TASK: Every entry below needs to be repeated exactly.

Records from a data source:
******
PR #2475, opened 2024-10-01
Add support to log timestamp in microseconds

laura-zelenku:


tobiasbrunner:
@cla-bot check

Thanks, looks pretty good. 

I feel the configuration could be simplified if we'd have only a single option for those additions (e.g. `time_precision = ms|us`, default empty) as being able to enable both seems weird. The old option could still be supported as fallback.

I also don't like the growing list of unnamed `bool` arguments for that `set_options()` method.

So I've pushed a commit that changes both things on top of yours to the `2475-logger-microseconds` branch, which I additionally rebased to the `2222-json-filelog` branch as there were some conflicts.

laura-zelenku:
> @cla-bot check
> 
> Thanks, looks pretty good.
> 
> I feel the configuration could be simplified if we'd have only a single option for those additions (e.g. `time_precision = ms|us`, default empty) as being able to enable both seems weird. The old option could still be supported as fallback.
> 
> I also don't like the growing list of unnamed `bool` arguments for that `set_options()` method.
> 
> So I've pushed a commit that changes both things on top of yours to the `2475-logger-microseconds` branch, which I additionally rebased to the `2222-json-filelog` branch as there were some conflicts.

Thank you @tobiasbrunner

laura-zelenku:
@tobiasbrunner do I need to prepare PR based on your branch `2475-logger-microseconds` or do you proceed with it yourself?

tobiasbrunner:
Thanks for asking. No, you don't have to do anything, I'll close this PR once I merge the branch.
******
REPLY:
PR #2475, opened 2024-10-01
Add support to log timestamp in microseconds

laura-zelenku:


tobiasbrunner:
@cla-bot check

Thanks, looks pretty good. 

I feel the configuration could be simplified if we'd have only a single option for those additions (e.g. `time_precision = ms|us`, default empty) as being able to enable both seems weird. The old option could still be supported as fallback.

I also don't like the growing list of unnamed `bool` arguments for that `set_options()` method.

So I've pushed a commit that changes both things on top of yours to the `2475-logger-microseconds` branch, which I additionally rebased to the `2222-json-filelog` branch as there were some conflicts.

laura-zelenku:
> @cla-bot check
> 
> Thanks, looks pretty good.
> 
> I feel the configuration could be simplified if we'd have only a single option for those additions (e.g. `time_precision = ms|us`, default empty) as being able to enable both seems weird. The old option could still be supported as fallback.
> 
> I also don't like the growing list of unnamed `bool` arguments for that `set_options()` method.
> 
> So I've pushed a commit that changes both things on top of yours to the `2475-logger-microseconds` branch, which I additionally rebased to the `2222-json-filelog` branch as there were some conflicts.

Thank you @tobiasbrunner

laura-zelenku:
@tobiasbrunner do I need to prepare PR based on your branch `2475-logger-microseconds` or do you proceed with it yourself?

tobiasbrunner:
Thanks for asking. No, you don't have to do anything, I'll close this PR once I merge the branch.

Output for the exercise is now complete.